_PROBLEM REQUIREMENTS:_ Copy out every line of the records where the string "Korean" occurs.

_INFORMATION GIVEN:_
PR #1741, opened 2023-10-12
feat: staging function to extract element text into one string

shreyanid:
### Summary
In order to enable larger scale testing of the new text extraction metrics, create a helper function to get the clean, concatenated text (CCT) from partitioned elements.

### Test
Partition any file, then pass the resulting elements into the new `elements_to_text` function. Can test getting the output as string or as text file.

```
from unstructured.staging.base import elements_to_text

elements = partition(filename="example-docs/chevron-page.pdf", strategy="hi_res")
elements_text = elements_to_text(elements, "output-text-file.txt")
print(elements_text)
```


unstructured/staging/base.py
```diff
@@ -39,6 +39,35 @@ def _get_metadata_table_fieldnames():
 ] + _get_metadata_table_fieldnames()
 
 
+def convert_to_text(elements: List[Element]) -> str:
+    """Converts a list of elements into clean, concatenated text."""
+    clean_concat_text: str = ""
+    for element in elements:
```
rbiseck3, line 45: Two questions: why do we need to run `to_dict()` rather than simply get the text from the element using `element.text`? And do we always want to concatenate using a newline character?

unstructured/staging/base.py
```diff
@@ -39,6 +39,35 @@ def _get_metadata_table_fieldnames():
...
+        chunk = element.to_dict()
+        clean_concat_text += chunk["text"]
+        clean_concat_text += "\n"
```
rbiseck3, line 48: Potentially simpler code? 
```python
return "\n".join([e.text for e in elements])
```

Might not need an entire function for it.

unstructured/staging/base.py
```diff
@@ -39,6 +39,35 @@ def _get_metadata_table_fieldnames():
...
+    return clean_concat_text
```
badGarnet, line 49:
```suggestion
    return "\n".join([element.text for element in elements])
```

unstructured/staging/base.py
```diff
@@ -39,6 +39,35 @@ def _get_metadata_table_fieldnames():
 ] + _get_metadata_table_fieldnames()
 
 
+def convert_to_text(elements: List[Element]) -> str:
+    """Converts a list of elements into clean, concatenated text."""
+    clean_concat_text: str = ""
```
shreyanid, line 44: question for reviewer: will adding all the text to one string like this cause a problem for very large files?

unstructured/staging/base.py
rbiseck3: Slight optimization to omit elements with empty text:
```python
"\n".join([e.text for e in elements if e])
```

unstructured/staging/base.py
shreyanid: Simplification to use element.text added now from other comments :)
On newline, I'd say part of the benefit of separating out the actual text conversion logic (even though its only one line) is that we can change maybe the joining character or any other text formatting we may want to do. For now, we do always want to concatenate with a single new line character, so it's not currently a parametrized value.

rbiseck3 (approved):

PR #1743, opened 2023-10-12
fix: default to None for the languages metadata field

### LINKED ISSUE #1714: fix/remove english as default language if not detected
Instead of defaulting the document/element language to English if unable to be detected, remove any default from being applied. 

"auto" will still be the default into the partitioners to trigger language detection appropriately, but the default return value in `detect_languages` in lang.py will be modified, and nothing/None will be added to the `languages` metadata field.

Coniferish:
### Summary
Closes #1714
Changes the default value for `languages` to `None` for elements that don't have text or the language can't be detected.

### Testing
```
elements = partition(filename=filename, detect_language_per_element=True)

# PageBreak elements don't have text and will be collected here
none_langs = [element for element in elements if element.metadata.languages is None]
none_langs[0].text
```


unstructured/partition/lang.py
```diff
@@ -220,7 +220,7 @@ def _convert_to_standard_langcode(lang: str) -> str:
 def detect_languages(
     text: str,
     languages: Optional[List[str]] = ["auto"],
-) -> List[str]:
+) -> List[str] | None:
```
rbiseck3, line 223: I don't think this syntax was supported in python3.8, instead you have to use `Optional[List[str]]`

rbiseck3: (I could be wrong)

rbiseck3 (approved):

unstructured/partition/lang.py
```diff
@@ -234,12 +234,13 @@ def detect_languages(
...
+    # Also return None if there is no text.
+    if languages[0] == "" or text.strip == "":
+        return None
 
-    # Default to "eng" if text is empty or it has only ascii characters and is short
-    if text.strip() == "" or (re.match(r"^[\x00-\x7F]+$", text) and len(text) < 20):
-        return ["eng"]  # english as default
+    # Default to "eng" if text has only ascii characters and is short
+    if re.match(r"^[\x00-\x7F]+$", text) and len(text) < 20:
+        return ["eng"]
```
shreyanid, line 243: Should this default also be None? Since the short pieces of text all being classified as English is what prompted this removal of the default in the first place.

Coniferish: I guess I misunderstood then. It can be, but in that case it should probably just be simplified to returning `None` if the text isn't long enough to reliably detect the language. It'd be worth investigating what that minimum is, though, if there is one for reliably detecting languages with langdetect, but I suspect that also greatly depends on the actual words that are being used in the tests--doesn't seem worthwhile for us to try and come up with those tests ourselves, but if we can find some existing info on it, that'd be nice.

As it's written now, it assumes the following:
 - the vast majority of short text is English
 - it's preferred to have some short text _incorrectly_ identified as English than to have all short text have no language detected

Changing it assumes:
 - users prefer not having language detected more than incorrect language detection
 - users are okay with language not being detected for all elements under a certain length (or we can just get rid of this snippet entirely and solely rely on what langdetect returns, but we've seen it return 3+ languages for short English text)
 
 I'm fine with either decision.

shreyanid: Thanks for outlining the tradeoff. In regards to
> it's preferred to have some short text incorrectly identified as English than to have all short text have no language detected
I'm not sure that that would actually be preferred, because in the case of short non-English text (which is frequently occurring in unstructured element text outputs), labeling it as English will feel glaringly wrong.

> users prefer not having language detected more than incorrect language detection
While we figure out the most accurate way to perform language detection, I'm leaning removing any language being assigned to short elements. Maybe we decrease the character threshold to 10, or switch to a word count of 6?
I agree with you that we shouldn't solely rely on what langdetect returns though

Coniferish: Re slack:
"...I know we often have very short element text in unstructured output, so there may barely be any language detection / the impact of incorrectly identified English text will be much more visible. for ex. if a document is in Korean and every element is 3-5 characters, all of them getting labeled as English will feel really wrong"

I already handled that before with the regex pattern. It matches for ascii characters, so any text that has text other than ascii characters will not default to English.

Coniferish: @qued Do you have any advice/input on this?

Coniferish: To clarify the point about ascii characters, if an element has text that contains special characters (like ñ, å, or Korean/Mandarin/etc.) it will _not_ default to English

shreyanid: Ok, I see what you mean about the ascii character check - if a language uses non-ascii characters (accented letters or just entirely separate charsets), it won't count as English, which removes many of the common languages that could result in short text. So 

> short text incorrectly identified as English

is actually a very rare case? 
In that case, I am fine with leaving this as default English. If we can find some cases of this incorrectly labeling text as English, let's add those test cases for visibility of the problem.

Coniferish: > Maybe we decrease the character threshold to 10, or switch to a word count of 6? I agree with you that we shouldn't solely rely on what langdetect returns though

I think switching to word count instead of characters is a good idea if we keep this snippet

Coniferish: > is actually a very rare case?
> In that case, I am fine with leaving this as default English. If we can find some cases of this incorrectly labeling text as English, let's add those test cases for visibility of the problem.

Yes, should be rather rare and only happen if a snippet of another language only has ascii characters. Ex "Die deutsche Sprache bzw. Deutsch ist eine westgermanische Sprache."

shreyanid (approved):
Changes look great, thank you!

Issue #1461, opened 2023-09-19
docx: Footer elements should appear at section start, not end


scanny:
`partition_docx()` emits `Footer` elements when present but does so at the _end_ of the section they apply to rather than its start.

The semantics of a `Footer` element is "this footer applies to all pages that follow until superceded by a new footer". Accordingly, the footer should show at the _beginning_ of a section, including the first section (page 1).

Move the call to `._iter_section_footers()` from the bottom of the section loop to the top.

scanny:
Closing as will not fix. It's unclear where we want the footer element to appear and it seems more likely it's already where we want it. We can reopen or create a new issue once a clear preference emerges, possibly creating footer elements for each page within the section a footer is defined for.

PR #1747, opened 2023-10-13
fix: #1461 Footer should appear at section start

scanny:
It's an easy intuitive mistake to make, that a header element appears at the beginning of a section and footers appear at the end. However a footer is just like a header in that it applies to all pages that follow it, until superceded by a new footer, if any.

Emit footers at the beginning of the section they're defined in, not at the end.

### DIFF
--- a/CHANGELOG.md
+++ b/CHANGELOG.md
@@ -10,7 +10,7 @@
 
 ### Enhancements
 
-* **Improve natural reading order** Some `OCR` elements with only spaces in the text have full-page width in the bounding box, which causes the `xycut` sorting to not work as expected. Now the logic to parse OCR results removes any elements with only spaces (more than one space).
+* **Improve natural reading order.** Some `OCR` elements with only spaces in the text have full-page width in the bounding box, which causes the `xycut` sorting to not work as expected. Now the logic to parse OCR results removes any elements with only spaces (more than one space).
 * **Ingest compression utilities and fsspec connector support** Generic utility code added to handle files that get pulled from a source connector that are either tar or zip compressed and uncompress them locally. This is then processed using a local source connector. Currently this functionality has been incorporated into the fsspec connector and all those inheriting from it (currently: Azure Blob Storage, Google Cloud Storage, S3, Box, and Dropbox).
 * **Ingest destination connectors support for writing raw list of elements** Along with the default write method used in the ingest pipeline to write the json content associated with the ingest docs, each destination connector can now also write a raw list of elements to the desired downstream location without having an ingest doc associated with it.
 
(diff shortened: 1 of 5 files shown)


cragwolfe:
> It's an easy intuitive mistake to make, that a header element appears at the beginning of a section and footers appear at the end. 

Yes, why is this intuition wrong? As the order of elements returned by partition should reflect "natural reading order," isn't better that a page footers be the last element for a page?

scanny:
@cragwolfe The reason it's mistaken is that footers are emitted (at most) "once-per-section", not "once-per-page". Otherwise, in a common case where you had say a seven page document with one (docx) section, the footer would first appear as the last element in the sequence.

The "at-most-once" bit is because a docx header/footer has an ".is_linked_to_previous"  attribute which when set means "don't change the header/footer, use the same one as last section".

We _could_ consider adding repeated header/footer elements before and after every page respectively, but that's not how it's been so far. This would be non-trivial, but certainly possible, depending on how far we wanted to go with applying first-page, even-page, odd-page headers in the right places and possibly evaluating fields like page-numbers that are computed by Word at "print" time.

The current semantic is "Here is a new header/footer element. This applies to each page going forward until it is superseded by a new one of the same type." with type meaning first-page, even-page, primary, and header or footer, so six independent types in all.

cragwolfe:
> Otherwise, in a common case where you had say a seven page document with one (docx) section, the footer would first appear as the last element in the sequence.

Is that not a more natural reflection of reading order?

scanny:
Well, I suppose intelligent folks could disagree, but if the footer first appeared on page 1 and I didn't hear about it until page 7, that seems late to me :)

I should probably note here that when we say "section" in a DOCX context it means like a "chapter", not the same kind of "section" (Title + a few NarrativeText elements) we talk about in a chunking context. So a docx section can easily be 20 pages or 100 even.

The way it is (and has been) that a header or footer is emitted once per section, it's a downstream responsibility to place that text where it would appear on each page, if that's desired (no idea if or when it is).

The mechanism for this would be something like:

1. keep running track of the current header(s) and footer(s), changing them out as new ones appear in the stream.
2. detect page breaks (page starts and ends really, but derived from page-breaks).
3. When a page break occurs
    a. insert the current applicable footer (first-page, even-page, primary)
    b. insert the page-break (if we do that)
    c. insert the currently applicable header, before ("at the top of") the new page that starts with the next element.

If you get them both up front, as this PR provides, you can easily do step 1. If you don't get it until the end of the section then you would have to "back-up" in the element stream and insert (maybe FooterText) elements in the right places.

It seems clear that I would want them in advance so I can pop their values in while I'm processing the page-break, rather than add a dedicated post-processing step to put those in after. And if we're actually streaming the elements they would be gone so back-filling them wouldn't even be an option.

As I mentioned earlier, we could consider inserting header and footer text "in-stream" on each page-break boundary, but that hasn't been done so far.

scanny:
Looks like the real solution to this problem is that what we're emitting is header/footer _definitions_ where what we would like to be emitting is header/footer _renderings_. A footer definition happens once or a few times per document whereas a footer rendering would happen once per page. Accomplishing a rendering is certainly a possibility, but is not addressed by this PR and looks like it's not in the cards at the moment.

Closing this PR for now. It's only a few lines of work and we can always reopen it later if need be but I think we'd just start from scratch to emit header/footer renderings.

_TASK RESPONSE:_
"...I know we often have very short element text in unstructured output, so there may barely be any language detection / the impact of incorrectly identified English text will be much more visible. for ex. if a document is in Korean and every element is 3-5 characters, all of them getting labeled as English will feel really wrong"
Coniferish: To clarify the point about ascii characters, if an element has text that contains special characters (like ñ, å, or Korean/Mandarin/etc.) it will _not_ default to English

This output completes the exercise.